Re: Debian Investigation Report after Server Compromises
On Tue, 02 Dec 2003 13:12:40 -0600, Alex Malinovich wrote:
> On Tue, 2003-12-02 at 11:31, Greg Folkert wrote:
>> Shoulda Been:
>> What a wanker I am. No, Peter no comment needed.
>> On Tue, 2003-12-02 at 11:08, Greg Folkert wrote:
> Thanks for the link. It certainly makes for interesting reading. Though
> I am somewhat concerned about the following bit from the message:
> "Please understand that we cannot give away the used exploit to random
> people who we don't know. So please don't ask us about it."
> I'm afraid I'm part of the group that just doesn't understand. This
> snippet reeks of security through obscurity for me. If the hole has been
> identified and, presumably, fixed, why not tell people about it?

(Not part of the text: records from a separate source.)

PR #695, opened 2026-07-13
feat(lang): compile-time param where constraints (closes #600)

### LINKED ISSUE #600: Enhancement: compile-time parameter constraint `where` clauses
## Problem

ARCH modules are routinely parameterized over quantities like cache depths, FIFO sizes, bus widths, and pipeline stage counts. Nearly all such parameters carry implicit validity constraints — a cache size must be a power of two for address decoding, a FIFO depth must be positive, a pipeline must have at least one stage, a bus width must be a power of two and ≥ 8. Today there is no way to express these constraints **in the module declaration itself**.

```arch
// Current state: constraints live only in comments
module Cache
  param SIZE:   const = 1024;   // must be a power of two and > 0
  param DATA_W: const = 32;     // must be 8, 16, 32, or 64
  param STAGES: const = 2;      // must be >= 1
```

Violations are discovered only when the flawed parameters reach SV synthesis (cryptic width mismatch), simulation (array out-of-bounds abort), or formal (vacuous proof on a zero-depth structure). None of those sites point back to the instantiation that was wrong.

This gap is especially sharp for ARCH's primary use case: **LLM-generated hardware**. A model generates a cache instantiation with `SIZE=3` or `STAGES=0` and every downstream tool fails silently or with a generic error that gives no hint about the constraint violation.

---

## Proposed syntax

Add an optional `where` clause to `param` declarations naming a compile-time Boolean predicate:

```arch
module Cache
  param SIZE:   const = 1024 where SIZE > 0 and (SIZE & (SIZE - 1)) == 0;
  param DATA_W: const = 32   where DATA_W == 8 or DATA_W == 16 or DATA_W == 32 or DATA_W == 64;
  param STAGES: const = 2    where STAGES >= 1 and STAGES <= 8;
  ...
end module Cache
```

Grammar extension (minimal — one new optional tail on existing `ParamDecl`):

```
ParamDecl := 'param' IDENT ':' ParamKind '=' ConstExpr ('where' ConstExpr)? ';'
```

The `where` expression:
- Is a constant Boolean expression evaluated at instantiation time, same rules as param defaults (only literals, earlier `const` params, and compile-time intrinsics like `$clog2`).
- May reference the declared parameter by name and any earlier `const` params in the same block.
- Must type-check as `Bool`; a non-Bool is a compile error at the definition site.
- `where` is currently an unused keyword in ARCH — no collision.

---

### 1 — Definition-site validation

After type-checking the module, const-evaluate the `where` expression against the declared default. A violated default is a compile error:

```
error: default value SIZE=3 violates constraint: (SIZE & (SIZE - 1)) == 0
  --> Cache.arch:2
```

### 2 — Instantiation-site enforcement

At every `inst ... param NAME = VALUE;` site, `arch check`/`build`/`sim`/`formal` evaluates the constraint with the concrete value and reports:

```
error: param SIZE=3 in inst l1d violates constraint: (SIZE & (SIZE - 1)) == 0
       (SIZE must be a power of two and > 0)
  --> top.arch:14:17
   |
14 |   inst l1d: Cache param SIZE = 3;
   |                          ^^^ evaluated here
note: constraint declared at Cache.arch:2: SIZE > 0 and (SIZE & (SIZE - 1)) == 0
```

### 3 — Separate compilation

The `where` clause is emitted verbatim in `.archi` interface files so downstream compilation units enforce the constraint at their own instantiation sites.

### 4 — No codegen impact

Constraints are erased after the type-check pass. The emitted SV, SMT-LIB2, and sim C++ are identical to today's output.

---

## Why this matters for LLM-generated ARCH

When an LLM reads a module header, it now sees the constraint alongside the parameter name:

```arch
param SIZE: const = 1024 where SIZE > 0 and (SIZE & (SIZE - 1)) == 0;
```

The model can self-validate before emitting an instantiation — `SIZE=512` visibly passes, `SIZE=300` visibly fails. When the model gets it wrong anyway, `arch check` delivers a clear, actionable error at the instantiation site rather than a cryptic failure 3 passes later. The `arch learn` system records `constraint-violation → fix` pairs exactly like any other error class, improving future suggestions via `arch advise`.

---

## Relation to existing features

| Feature | Scope | Fires when |
|---|---|---|
| `where` clause (proposed) | Compile time | `arch check`, always |
| `assert name: expr;` | Runtime / formal | `arch sim`, `arch formal` |
| `generate if PARAM > 0 ...` | Conditional codegen | Selects paths; never errors |
| Divide-by-zero in const-eval | Compile time | Only `A/0` in constant expressions |

The proposed `where` clause fills the gap: user-declared compile-time rejection of invalid parameter values. It is complementary to `assert` (which runs in simulation) and `generate if` (which routes around, not rejects).

---

## Implementation sketch

All changes are in `src/parser.rs`, `src/ast.rs`, and `src/typecheck.rs`. No codegen files are touched.

### AST change (`src/ast.rs`)

```rust
pub struct ParamDecl {
    pub name:          Ident,
    pub kind:          ParamKind,
    pub default:       Option<Expr>,
    pub constraint:    Option<Expr>,   // ← new: the `where` expression
    pub is_local:      bool,
    pub span:          Span,
    pub unpacked_size: Option<Expr>,
}
```

### Parser change (`src/parser.rs`)

After parsing the default value in `parse_param_decl`, check for `where` and, if present, parse the following `ConstExpr` into `constraint`.

### Type-checker changes (`src/typecheck.rs`)

**Definition site**: if `constraint` is `Some(expr)`:
1. Type-check `expr` with the param name bound to its declared type; require result type `Bool`.
2. Const-evaluate against the default; if `false`, emit definition-site error.

**Instantiation site**: when processing `param NAME = VALUE` in an `inst` block:
1. Look up the module's `ParamDecl` for `NAME`.
2. If `constraint` is `Some(expr)`, const-evaluate with `NAME` bound to `VALUE`.
3. If `false`, emit the targeted error with both `inst` span and definition span.

**`.archi` emitter**: serialize `constraint` alongside the existing param fields. On import, deserialize; the same instantiation-site check runs unchanged.

---

## Staged rollout

**v1 — single-param `where`**: `where` can only reference the declared param itself. Covers the most common cases (range checks, power-of-two, bit-width alignment).

**v2 — cross-param `where`**: allow references to any earlier `const` param in the same block:

```arch
param DATA_W: const = 32  where DATA_W >= 8 and DATA_W % 8 == 0;
param STRB_W: const = 4   where STRB_W == DATA_W / 8;
```

The const-eval pass already resolves earlier params before later ones at instantiation time, so the machinery is already there — just broaden the allowed reference set.

**v3 — built-in predicates** (optional convenience):

```arch
param SIZE: const = 1024 where is_pow2(SIZE) and SIZE > 0;
```

`is_pow2` as a compile-time intrinsic avoids the unreadable `(SIZE & (SIZE - 1)) == 0` idiom. Other candidates: `is_aligned(x, n)`, `in_range(x, lo, hi)`. Defer until usage shows which ones are worth reserving.

---

## Non-goals for v1

- **Type-param constraints** (`param T: type = UInt<8> where bitsof(T) >= 8`). Requires a `bitsof()`/`widthof()` intrinsic that doesn't exist yet.
- **Runtime enforcement**. `where` constraints are compile-time only. ARCH has no dynamic instantiation.
- **Cross-module named predicates** (`constraint IS_POW2 = ...`). Useful for reducing repetition, but anonymous inline `where` ships first.

---

## Prior art

- **Ada**: range types `type Index is 0 .. 255` with compiler-enforced bounds — closest analogue.
- **Chisel**: `require(SIZE > 0 && isPow2(SIZE), "SIZE must be a power-of-two")` — Scala runtime check in module body; fires at elaboration, not at parameter declaration.
- **SystemVerilog**: no equivalent. `parameter` declarations have no constraint mechanism; constraints live in comments or in separate documentation.
- **Clash / Haskell**: type-level natural number constraints via `KnownNat`; more powerful but also far heavier than what ARCH needs.

ARCH's `where` clause takes the Ada approach (declarative, inline with the parameter) without requiring a full type-level constraint solver.

nogate-ai:
## Summary

Implements issue #600 (maintainer-approved v1 minimal scope): optional compile-time `where` constraint clauses on `const` params.

```arch
module Cache
  param SIZE:   const = 1024 where SIZE > 0 and (SIZE & (SIZE - 1)) == 0;
  param DATA_W: const = 32   where DATA_W == 8 or DATA_W == 16 or DATA_W == 32 or DATA_W == 64;
  param STAGES: const = 2    where STAGES >= 1 and STAGES <= 8;
```

closes #600

## What landed

**Grammar** — `ParamDecl := 'param' IDENT ':' ParamKind '=' ConstExpr ('where' ConstExpr)? ';'`. `where` is a contextual keyword (no lexer reservation needed — verified unused). Only legal on `const` / width-qualified const params; a `where` on a type/logic/enum/vec param is a parse error: `` `where` constraint clauses are only allowed on `const` params, not type/logic/enum/vec params ``.

**Definition-site check** (`src/typecheck.rs::check_param_where_default`) — constraint must type-check as `Bool` (error: `` param `N` where clause must be a Bool expression, found UInt(4) ``), then is const-evaluated against the declared default. Violation:
```
error: default value SIZE=3 violates constraint: ((SIZE > 0) and ((SIZE & (SIZE - 1)) == 0))
```
The where-expr may reference the declared param itself and earlier const params in the same block; `$clog2` etc. are supported via the shared const-eval (`elaborate::try_eval_i64`).

**Instantiation-site check** (`src/typecheck.rs::check_inst_param_constraints`) — at every `inst ... param NAME = VALUE;` override, constraints are re-evaluated with effective (post-override) values built in declaration order, so derived-param chains (`param B: const = A*2 where B <= 64;` with `param A = 40` overridden) are caught:
```
error: param `SIZE`=3 in inst `l1d` violates constraint declared on `Cache`: ((SIZE > 0) and ((SIZE & (SIZE - 1)) == 0))
```
Primary span is the override value expression at the inst site; the message quotes the constraint source verbatim (no message-string syntax in v1). generate_for-computed params are enforced via the monomorphized-variant path (elaboration bakes the computed value into the variant's default, which the definition-site check then rejects) — tested.

**.archi propagation** — `src/interface.rs` emits `where <expr>` verbatim for Const/WidthConst params; downstream compilation units enforce at their own inst sites (tested end-to-end with the source file deleted so only the `.archi` stub is visible).

**Erased before codegen** — constraint lives only in the AST + typecheck; no codegen file touched. SV output tested byte-identical with/without satisfied clauses.

**Constructs covered** — all constructs sharing `ParamDecl`: module, fsm, fifo, ram, cam, arbiter, counter, regfile, pipeline, synchronizer, clkgate, template, linklist, bus.

**All commands enforce** — the check runs in the shared typecheck pass used by `arch check` / `build` / `sim` / `formal`.

## Docs (same PR)

- `doc/ARCH_HDL_Specification.md` — new §4.1a (grammar, evaluation rules, both check sites, .archi + erasure notes) + schema-line mention in §4.1
- `doc/Arch_AI_Reference_Card.md` — schema row with power-of-two example
- `doc/arch.ebnf` — `param_decl` production updated
- `skills/arch-programming/references/` snapshots refreshed via `scripts/sync_skill_snapshots.sh refresh` (check passes)
- `mcp/instructions.md` — inspected; teaches construct selection, not param grammar — no change needed

## Tests

`tests/param_where_constraints.rs` — 11 tests: violated default (message locked) / satisfied default / non-Bool where / where-on-type-param rejected / violated override (site + declaring construct + verbatim constraint) / satisfied override / generate_for computed violation / derived-param violated + satisfied / .archi separate compilation (real binary) / SV codegen purity. Includes the end-to-end Cache SIZE/DATA_W/STAGES fixture from the issue.

## Verification (fast gate, all green before opening)

- `cargo build --release` clean
- `cargo test --release` — 870 tests, 0 failures (65 lib + 23 formal + 23 sim + 731 integration + 11 new + 12 + 3 + 2)
- `cargo fmt --check` clean
- `cargo clippy --release --all-targets` — no new warnings from this change (one introduced `redundant_guards` was fixed)
- Lean `lake build` under `proofs/lean_thread_lowering` (fresh-worktree artifact) rebuilt; the two Lean replay tests pass


nogate-ai:
Follow-up commit 5c61645: bus params are overridden at port declarations (`port b: initiator MiniBus<DATA_W=48>;`), not inst sites — added the bus analogue of the inst-site check (`check_bus_port_param_constraints`) so bus where-clauses are enforced end-to-end. Error format: `param \`DATA_W\`=48 on bus port \`b\` violates constraint declared on \`MiniBus\`: ...`. Spec §4.1a updated, snapshots refreshed, 3 new tests (14 total). Full suite re-run green locally (873 tests).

Ther is always a conflict between security and openness. MS's approach
has always been not to say anything until a fix has been propagated; they
are often criticized for that, but I'm sure they'd be deluged in lawsuits
from compromised system owners if they advertised the exploit to bad guys
before they had a fix.
In this case, the exploit is still an issue for those who have not yet
applied a fix. So to publish the exploit code itself is to expose many
debian systems to needless risk.
Well, that's the way I see it, anyway.
"Reports that say that something hasn't happened are always interesting
to me, because as we know, there are known knowns; there are things we
know we know. We also know there are known unknowns; that is to say we
know there are some things we do not know. But there are also unknown
unknowns - the ones we don't know we don't know."
- Donald Rumsfeld, US Secretary of Defense, Winner of British Plain
English Campaign's 2003 "Foot in Mouth" award.